## TRY IT
Tell me how many lines in the data below hold the string "bloodPressureADayInFuture", and say nothing else.

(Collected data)
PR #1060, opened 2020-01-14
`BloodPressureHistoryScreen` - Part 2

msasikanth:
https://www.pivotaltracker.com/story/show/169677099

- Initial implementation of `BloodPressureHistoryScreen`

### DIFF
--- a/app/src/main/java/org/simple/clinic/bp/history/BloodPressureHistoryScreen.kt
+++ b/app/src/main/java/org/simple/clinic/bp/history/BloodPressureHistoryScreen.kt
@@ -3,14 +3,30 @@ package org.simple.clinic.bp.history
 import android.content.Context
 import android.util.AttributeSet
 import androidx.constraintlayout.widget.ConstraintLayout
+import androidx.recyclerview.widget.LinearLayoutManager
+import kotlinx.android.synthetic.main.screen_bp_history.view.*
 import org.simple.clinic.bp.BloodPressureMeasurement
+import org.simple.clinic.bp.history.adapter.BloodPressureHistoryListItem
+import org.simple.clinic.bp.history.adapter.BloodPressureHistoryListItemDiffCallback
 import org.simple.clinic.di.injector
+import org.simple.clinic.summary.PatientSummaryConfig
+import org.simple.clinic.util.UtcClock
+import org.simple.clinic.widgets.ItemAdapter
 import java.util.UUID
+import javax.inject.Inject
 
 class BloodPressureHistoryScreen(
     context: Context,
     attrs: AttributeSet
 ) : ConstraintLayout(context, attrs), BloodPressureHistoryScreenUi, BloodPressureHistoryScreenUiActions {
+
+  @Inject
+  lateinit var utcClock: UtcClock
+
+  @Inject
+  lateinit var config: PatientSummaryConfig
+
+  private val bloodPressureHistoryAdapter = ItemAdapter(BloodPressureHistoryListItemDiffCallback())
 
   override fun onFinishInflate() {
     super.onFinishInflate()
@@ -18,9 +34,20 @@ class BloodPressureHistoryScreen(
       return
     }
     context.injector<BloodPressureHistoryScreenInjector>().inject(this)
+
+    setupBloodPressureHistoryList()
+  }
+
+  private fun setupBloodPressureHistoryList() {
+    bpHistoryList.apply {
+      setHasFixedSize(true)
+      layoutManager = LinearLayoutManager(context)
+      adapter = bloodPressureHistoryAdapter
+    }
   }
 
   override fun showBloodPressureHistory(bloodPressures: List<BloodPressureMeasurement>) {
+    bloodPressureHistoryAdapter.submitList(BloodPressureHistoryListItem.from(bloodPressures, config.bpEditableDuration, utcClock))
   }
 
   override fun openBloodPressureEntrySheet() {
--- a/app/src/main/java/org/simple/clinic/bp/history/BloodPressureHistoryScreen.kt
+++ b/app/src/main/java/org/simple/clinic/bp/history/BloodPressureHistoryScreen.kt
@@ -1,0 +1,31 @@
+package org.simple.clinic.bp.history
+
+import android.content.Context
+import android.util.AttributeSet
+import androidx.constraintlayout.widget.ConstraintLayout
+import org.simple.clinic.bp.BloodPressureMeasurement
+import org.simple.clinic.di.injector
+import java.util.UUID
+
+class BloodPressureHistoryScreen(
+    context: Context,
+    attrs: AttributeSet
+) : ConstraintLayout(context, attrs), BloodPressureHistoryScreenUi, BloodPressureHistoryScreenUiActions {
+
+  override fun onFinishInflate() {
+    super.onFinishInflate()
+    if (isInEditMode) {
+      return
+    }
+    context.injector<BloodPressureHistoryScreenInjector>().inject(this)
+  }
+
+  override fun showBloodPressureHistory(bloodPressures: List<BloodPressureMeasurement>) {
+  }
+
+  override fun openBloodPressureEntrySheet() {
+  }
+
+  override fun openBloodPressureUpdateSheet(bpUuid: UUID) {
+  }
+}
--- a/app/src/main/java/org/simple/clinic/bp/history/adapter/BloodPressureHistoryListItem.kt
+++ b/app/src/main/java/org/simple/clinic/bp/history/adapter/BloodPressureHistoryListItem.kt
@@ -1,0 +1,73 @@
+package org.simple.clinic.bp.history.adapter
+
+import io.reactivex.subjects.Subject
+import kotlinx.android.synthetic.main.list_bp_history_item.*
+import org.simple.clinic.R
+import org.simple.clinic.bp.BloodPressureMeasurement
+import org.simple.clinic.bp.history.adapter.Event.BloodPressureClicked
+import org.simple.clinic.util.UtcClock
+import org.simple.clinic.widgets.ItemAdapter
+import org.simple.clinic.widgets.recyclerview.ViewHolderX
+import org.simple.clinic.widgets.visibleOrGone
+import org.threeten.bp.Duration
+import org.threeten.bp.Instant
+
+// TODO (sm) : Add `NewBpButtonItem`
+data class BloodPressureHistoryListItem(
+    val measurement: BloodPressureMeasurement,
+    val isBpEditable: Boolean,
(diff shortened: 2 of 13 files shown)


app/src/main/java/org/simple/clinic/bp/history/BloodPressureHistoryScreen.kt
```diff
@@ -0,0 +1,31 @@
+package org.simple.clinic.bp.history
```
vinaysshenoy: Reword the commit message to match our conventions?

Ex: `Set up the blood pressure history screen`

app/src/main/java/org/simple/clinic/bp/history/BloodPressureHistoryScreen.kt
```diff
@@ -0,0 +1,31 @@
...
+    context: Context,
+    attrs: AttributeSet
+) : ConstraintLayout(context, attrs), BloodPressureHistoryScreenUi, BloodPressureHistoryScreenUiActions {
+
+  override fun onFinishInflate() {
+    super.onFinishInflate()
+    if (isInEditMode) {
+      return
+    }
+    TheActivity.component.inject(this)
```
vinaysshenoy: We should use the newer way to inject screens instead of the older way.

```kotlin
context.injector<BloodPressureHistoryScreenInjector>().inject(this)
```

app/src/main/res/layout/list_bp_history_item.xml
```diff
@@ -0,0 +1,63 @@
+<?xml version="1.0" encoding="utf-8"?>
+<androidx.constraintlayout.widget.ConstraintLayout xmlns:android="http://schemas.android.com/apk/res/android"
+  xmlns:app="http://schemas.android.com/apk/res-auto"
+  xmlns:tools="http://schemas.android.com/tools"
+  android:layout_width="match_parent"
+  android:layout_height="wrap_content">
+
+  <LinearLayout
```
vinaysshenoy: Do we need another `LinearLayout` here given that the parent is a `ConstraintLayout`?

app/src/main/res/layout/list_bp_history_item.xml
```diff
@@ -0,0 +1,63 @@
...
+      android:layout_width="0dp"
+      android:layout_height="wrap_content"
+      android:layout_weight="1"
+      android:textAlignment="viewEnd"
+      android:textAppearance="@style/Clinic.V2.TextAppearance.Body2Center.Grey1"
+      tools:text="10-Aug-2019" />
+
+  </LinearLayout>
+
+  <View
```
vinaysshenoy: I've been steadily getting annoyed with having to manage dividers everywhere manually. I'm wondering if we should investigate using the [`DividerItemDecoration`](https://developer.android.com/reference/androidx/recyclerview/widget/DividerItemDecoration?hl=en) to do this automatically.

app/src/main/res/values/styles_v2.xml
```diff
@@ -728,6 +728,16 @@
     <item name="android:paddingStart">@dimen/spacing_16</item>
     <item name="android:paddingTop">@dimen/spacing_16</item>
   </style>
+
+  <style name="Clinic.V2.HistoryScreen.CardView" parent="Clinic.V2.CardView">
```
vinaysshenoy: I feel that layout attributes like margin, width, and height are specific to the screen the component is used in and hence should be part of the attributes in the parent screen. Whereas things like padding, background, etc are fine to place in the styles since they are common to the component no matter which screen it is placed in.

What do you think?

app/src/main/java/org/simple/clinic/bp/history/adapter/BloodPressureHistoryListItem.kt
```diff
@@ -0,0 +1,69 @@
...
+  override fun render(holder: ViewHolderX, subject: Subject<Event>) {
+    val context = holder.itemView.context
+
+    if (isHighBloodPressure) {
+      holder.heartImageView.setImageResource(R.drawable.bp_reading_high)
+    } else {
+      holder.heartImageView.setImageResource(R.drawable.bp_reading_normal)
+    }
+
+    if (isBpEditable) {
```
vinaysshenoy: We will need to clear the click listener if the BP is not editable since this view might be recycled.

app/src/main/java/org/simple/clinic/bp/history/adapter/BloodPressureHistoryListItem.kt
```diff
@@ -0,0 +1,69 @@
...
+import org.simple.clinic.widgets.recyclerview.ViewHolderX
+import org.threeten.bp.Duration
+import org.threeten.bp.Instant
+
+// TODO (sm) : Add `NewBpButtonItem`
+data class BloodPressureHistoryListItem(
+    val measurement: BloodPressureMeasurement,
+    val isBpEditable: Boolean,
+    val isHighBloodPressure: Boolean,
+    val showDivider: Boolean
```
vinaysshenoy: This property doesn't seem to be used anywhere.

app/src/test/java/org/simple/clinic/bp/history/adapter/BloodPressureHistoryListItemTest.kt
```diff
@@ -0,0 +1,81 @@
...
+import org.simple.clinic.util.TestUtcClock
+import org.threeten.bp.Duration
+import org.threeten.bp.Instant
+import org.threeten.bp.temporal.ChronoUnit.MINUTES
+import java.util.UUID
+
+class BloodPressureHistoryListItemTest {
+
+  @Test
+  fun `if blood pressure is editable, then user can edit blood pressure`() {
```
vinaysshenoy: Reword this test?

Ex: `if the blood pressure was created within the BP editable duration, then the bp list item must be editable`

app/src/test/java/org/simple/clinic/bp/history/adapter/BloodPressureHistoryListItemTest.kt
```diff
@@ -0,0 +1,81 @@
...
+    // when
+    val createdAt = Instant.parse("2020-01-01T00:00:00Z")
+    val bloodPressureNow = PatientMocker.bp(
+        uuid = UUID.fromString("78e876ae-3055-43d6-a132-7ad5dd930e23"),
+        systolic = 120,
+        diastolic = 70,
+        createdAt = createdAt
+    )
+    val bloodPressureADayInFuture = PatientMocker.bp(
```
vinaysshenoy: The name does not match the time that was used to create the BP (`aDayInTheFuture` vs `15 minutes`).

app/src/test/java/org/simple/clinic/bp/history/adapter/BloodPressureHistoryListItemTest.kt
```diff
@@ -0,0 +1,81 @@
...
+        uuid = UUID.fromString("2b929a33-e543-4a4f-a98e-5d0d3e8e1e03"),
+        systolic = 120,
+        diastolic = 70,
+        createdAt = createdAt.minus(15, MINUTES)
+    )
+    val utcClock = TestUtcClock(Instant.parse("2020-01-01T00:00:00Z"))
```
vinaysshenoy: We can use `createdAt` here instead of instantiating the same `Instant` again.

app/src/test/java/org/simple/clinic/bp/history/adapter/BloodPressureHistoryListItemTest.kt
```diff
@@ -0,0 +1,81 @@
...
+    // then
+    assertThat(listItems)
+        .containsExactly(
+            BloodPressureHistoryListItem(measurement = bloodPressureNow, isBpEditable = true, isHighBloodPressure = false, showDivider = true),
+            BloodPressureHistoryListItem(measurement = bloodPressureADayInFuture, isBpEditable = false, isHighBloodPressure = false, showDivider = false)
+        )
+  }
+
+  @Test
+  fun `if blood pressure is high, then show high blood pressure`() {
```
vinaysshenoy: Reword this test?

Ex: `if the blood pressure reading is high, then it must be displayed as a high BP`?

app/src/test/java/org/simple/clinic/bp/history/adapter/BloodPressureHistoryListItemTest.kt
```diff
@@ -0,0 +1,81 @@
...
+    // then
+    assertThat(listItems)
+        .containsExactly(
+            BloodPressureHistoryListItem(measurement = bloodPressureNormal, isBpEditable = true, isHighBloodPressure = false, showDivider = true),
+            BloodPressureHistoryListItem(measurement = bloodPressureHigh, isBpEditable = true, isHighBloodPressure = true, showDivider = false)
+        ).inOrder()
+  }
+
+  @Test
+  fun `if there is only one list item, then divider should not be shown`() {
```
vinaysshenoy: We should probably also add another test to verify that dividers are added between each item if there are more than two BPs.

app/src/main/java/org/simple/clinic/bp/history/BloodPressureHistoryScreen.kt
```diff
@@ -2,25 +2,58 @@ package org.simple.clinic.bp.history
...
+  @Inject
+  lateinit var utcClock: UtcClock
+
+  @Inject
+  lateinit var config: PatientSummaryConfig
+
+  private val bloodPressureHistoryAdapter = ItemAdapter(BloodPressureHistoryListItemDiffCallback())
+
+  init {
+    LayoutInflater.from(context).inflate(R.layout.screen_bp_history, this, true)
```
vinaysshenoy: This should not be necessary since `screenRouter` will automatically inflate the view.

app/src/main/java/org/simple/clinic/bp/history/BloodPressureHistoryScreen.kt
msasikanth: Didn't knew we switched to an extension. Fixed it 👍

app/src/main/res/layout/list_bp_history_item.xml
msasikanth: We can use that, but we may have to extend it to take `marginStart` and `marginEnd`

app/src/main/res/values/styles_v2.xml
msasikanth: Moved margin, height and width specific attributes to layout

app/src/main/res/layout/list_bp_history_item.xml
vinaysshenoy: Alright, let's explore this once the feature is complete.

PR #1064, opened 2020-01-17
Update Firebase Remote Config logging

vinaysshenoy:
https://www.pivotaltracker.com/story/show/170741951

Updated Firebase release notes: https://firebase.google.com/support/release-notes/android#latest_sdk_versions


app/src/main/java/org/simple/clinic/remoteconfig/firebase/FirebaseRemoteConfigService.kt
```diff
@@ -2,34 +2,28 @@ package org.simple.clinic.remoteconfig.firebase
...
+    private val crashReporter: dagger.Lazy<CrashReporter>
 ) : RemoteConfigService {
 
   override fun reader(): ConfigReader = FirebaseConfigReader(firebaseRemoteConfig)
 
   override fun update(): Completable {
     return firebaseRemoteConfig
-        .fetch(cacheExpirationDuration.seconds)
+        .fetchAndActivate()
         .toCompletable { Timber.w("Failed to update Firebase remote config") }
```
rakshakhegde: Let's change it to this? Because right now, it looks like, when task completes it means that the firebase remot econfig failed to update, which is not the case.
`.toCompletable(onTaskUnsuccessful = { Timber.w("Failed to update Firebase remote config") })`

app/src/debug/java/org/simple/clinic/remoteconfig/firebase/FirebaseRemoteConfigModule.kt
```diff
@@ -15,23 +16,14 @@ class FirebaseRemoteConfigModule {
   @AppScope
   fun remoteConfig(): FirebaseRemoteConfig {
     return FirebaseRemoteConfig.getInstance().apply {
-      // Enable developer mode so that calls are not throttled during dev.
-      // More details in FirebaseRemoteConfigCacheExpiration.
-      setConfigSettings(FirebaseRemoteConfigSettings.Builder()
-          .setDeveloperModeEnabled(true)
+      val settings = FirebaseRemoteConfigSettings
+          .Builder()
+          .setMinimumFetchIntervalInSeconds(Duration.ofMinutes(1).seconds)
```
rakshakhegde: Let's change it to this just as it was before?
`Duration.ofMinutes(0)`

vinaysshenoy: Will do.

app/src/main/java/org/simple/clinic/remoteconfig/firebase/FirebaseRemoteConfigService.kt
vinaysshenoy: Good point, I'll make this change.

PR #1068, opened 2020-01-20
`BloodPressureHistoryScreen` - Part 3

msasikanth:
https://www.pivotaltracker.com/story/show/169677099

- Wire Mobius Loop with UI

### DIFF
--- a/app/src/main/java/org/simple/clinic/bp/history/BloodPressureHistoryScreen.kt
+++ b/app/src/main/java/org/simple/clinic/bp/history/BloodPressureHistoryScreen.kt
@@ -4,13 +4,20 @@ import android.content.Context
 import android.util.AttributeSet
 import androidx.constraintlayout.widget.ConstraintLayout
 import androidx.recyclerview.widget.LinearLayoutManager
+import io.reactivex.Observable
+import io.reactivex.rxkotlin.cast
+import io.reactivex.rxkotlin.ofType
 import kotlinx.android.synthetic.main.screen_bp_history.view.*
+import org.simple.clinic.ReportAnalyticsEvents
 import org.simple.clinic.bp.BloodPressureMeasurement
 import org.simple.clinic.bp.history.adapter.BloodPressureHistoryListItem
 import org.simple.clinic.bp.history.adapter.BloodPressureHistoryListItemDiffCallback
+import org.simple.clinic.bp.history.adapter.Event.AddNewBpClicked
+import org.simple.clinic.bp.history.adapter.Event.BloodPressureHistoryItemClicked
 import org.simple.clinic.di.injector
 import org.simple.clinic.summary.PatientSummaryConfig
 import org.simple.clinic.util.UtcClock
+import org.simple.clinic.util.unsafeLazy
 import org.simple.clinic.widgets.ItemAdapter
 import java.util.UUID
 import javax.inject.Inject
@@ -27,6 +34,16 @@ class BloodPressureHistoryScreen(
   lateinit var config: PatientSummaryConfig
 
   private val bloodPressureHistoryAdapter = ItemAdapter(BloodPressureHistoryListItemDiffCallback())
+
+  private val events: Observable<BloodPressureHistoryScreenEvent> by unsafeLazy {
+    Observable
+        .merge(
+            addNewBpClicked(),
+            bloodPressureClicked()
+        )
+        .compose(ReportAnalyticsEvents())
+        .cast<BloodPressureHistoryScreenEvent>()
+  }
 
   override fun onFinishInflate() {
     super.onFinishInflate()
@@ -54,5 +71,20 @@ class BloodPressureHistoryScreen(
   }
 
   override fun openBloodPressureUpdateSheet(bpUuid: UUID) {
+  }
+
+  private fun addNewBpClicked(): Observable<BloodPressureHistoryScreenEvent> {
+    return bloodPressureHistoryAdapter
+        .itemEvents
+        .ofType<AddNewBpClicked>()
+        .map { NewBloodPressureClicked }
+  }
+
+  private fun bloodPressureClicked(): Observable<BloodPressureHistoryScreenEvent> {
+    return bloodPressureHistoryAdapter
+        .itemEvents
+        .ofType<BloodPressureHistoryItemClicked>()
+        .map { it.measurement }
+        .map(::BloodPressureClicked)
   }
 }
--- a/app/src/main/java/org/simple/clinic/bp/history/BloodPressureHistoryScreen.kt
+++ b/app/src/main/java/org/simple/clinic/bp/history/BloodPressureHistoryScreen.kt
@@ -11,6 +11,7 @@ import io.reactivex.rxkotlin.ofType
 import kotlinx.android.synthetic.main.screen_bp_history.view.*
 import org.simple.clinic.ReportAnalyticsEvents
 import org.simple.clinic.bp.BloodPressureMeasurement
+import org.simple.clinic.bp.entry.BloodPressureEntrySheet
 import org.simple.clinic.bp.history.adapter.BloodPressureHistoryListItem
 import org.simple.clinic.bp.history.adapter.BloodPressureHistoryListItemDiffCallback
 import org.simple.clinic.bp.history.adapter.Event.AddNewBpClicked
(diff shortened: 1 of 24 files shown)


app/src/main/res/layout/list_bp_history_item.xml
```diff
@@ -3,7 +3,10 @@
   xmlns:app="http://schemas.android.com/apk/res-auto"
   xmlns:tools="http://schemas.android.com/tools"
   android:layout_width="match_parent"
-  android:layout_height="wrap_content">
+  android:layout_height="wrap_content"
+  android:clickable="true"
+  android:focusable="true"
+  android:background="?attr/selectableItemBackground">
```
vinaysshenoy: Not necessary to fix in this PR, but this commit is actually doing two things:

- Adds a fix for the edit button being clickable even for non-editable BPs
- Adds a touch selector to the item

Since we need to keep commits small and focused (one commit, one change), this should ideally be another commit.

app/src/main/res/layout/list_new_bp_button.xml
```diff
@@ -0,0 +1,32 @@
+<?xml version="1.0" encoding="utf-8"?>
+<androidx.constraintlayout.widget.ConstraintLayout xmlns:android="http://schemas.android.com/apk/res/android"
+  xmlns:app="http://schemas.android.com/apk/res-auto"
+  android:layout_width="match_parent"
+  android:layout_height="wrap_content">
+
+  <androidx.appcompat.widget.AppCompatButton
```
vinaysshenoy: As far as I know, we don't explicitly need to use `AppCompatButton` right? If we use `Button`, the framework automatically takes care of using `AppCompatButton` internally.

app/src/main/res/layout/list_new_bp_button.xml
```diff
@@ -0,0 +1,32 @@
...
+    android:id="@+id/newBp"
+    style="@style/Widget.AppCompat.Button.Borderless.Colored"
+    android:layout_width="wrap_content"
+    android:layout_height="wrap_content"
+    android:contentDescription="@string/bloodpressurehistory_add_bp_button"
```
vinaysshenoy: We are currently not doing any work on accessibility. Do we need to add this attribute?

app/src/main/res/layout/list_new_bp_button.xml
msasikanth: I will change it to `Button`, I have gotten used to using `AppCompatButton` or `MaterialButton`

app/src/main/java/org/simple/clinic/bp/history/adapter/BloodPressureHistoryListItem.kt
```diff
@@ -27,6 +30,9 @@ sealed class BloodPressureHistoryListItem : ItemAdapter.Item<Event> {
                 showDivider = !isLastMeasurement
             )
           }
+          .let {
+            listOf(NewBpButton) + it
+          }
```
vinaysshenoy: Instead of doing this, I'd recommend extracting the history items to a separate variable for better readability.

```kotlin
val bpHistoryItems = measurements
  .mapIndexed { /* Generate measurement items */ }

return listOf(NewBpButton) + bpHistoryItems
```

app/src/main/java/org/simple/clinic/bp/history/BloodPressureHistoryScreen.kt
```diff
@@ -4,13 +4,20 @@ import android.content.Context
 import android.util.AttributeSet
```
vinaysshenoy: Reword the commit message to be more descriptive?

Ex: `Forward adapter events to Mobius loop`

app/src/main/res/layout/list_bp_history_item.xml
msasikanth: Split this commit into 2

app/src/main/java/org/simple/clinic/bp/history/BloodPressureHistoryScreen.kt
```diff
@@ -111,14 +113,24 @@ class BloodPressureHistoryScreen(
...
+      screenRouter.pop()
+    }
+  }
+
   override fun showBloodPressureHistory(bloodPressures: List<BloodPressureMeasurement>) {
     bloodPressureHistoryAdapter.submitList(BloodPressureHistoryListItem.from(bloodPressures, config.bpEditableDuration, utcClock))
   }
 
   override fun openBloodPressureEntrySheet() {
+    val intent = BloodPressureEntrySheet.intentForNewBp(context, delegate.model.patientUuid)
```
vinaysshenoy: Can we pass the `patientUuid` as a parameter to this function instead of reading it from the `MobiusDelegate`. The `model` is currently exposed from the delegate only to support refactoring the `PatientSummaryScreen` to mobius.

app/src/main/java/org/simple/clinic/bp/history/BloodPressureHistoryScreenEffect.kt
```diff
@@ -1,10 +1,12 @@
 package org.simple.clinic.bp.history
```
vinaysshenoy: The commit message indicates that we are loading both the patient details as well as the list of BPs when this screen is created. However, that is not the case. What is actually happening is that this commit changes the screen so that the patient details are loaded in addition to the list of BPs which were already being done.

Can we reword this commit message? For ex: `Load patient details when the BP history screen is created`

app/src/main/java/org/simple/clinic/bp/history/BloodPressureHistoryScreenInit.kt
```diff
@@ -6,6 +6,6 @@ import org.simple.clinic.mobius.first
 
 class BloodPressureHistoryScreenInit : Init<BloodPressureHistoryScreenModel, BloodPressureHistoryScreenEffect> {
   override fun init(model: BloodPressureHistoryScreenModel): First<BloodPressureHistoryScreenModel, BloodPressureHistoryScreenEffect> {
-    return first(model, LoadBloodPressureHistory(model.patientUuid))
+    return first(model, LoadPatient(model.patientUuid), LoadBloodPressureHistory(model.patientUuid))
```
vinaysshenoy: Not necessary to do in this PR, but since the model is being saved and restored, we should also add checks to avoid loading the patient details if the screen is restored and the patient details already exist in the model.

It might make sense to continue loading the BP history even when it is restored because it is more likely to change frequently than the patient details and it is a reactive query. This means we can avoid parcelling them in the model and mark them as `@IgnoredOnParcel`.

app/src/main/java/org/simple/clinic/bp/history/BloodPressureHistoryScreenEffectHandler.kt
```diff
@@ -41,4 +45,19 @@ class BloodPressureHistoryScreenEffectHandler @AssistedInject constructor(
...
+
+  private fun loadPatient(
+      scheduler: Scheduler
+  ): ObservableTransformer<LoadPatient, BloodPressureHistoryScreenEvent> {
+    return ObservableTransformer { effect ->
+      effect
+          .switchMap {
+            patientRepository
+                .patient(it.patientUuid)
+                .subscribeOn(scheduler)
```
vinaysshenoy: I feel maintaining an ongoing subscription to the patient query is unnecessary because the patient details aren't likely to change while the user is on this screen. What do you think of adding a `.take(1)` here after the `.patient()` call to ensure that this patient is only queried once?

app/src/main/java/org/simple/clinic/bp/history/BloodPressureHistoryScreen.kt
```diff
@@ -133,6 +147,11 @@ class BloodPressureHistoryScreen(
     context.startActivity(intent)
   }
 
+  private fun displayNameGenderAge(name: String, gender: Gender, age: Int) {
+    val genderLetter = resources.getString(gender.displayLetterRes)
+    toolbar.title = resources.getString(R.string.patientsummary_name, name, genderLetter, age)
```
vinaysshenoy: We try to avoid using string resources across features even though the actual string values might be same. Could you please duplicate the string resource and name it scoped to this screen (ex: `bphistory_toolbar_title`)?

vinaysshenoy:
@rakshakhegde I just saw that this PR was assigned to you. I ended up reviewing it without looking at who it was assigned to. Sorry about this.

## OUTPUT BELOW
2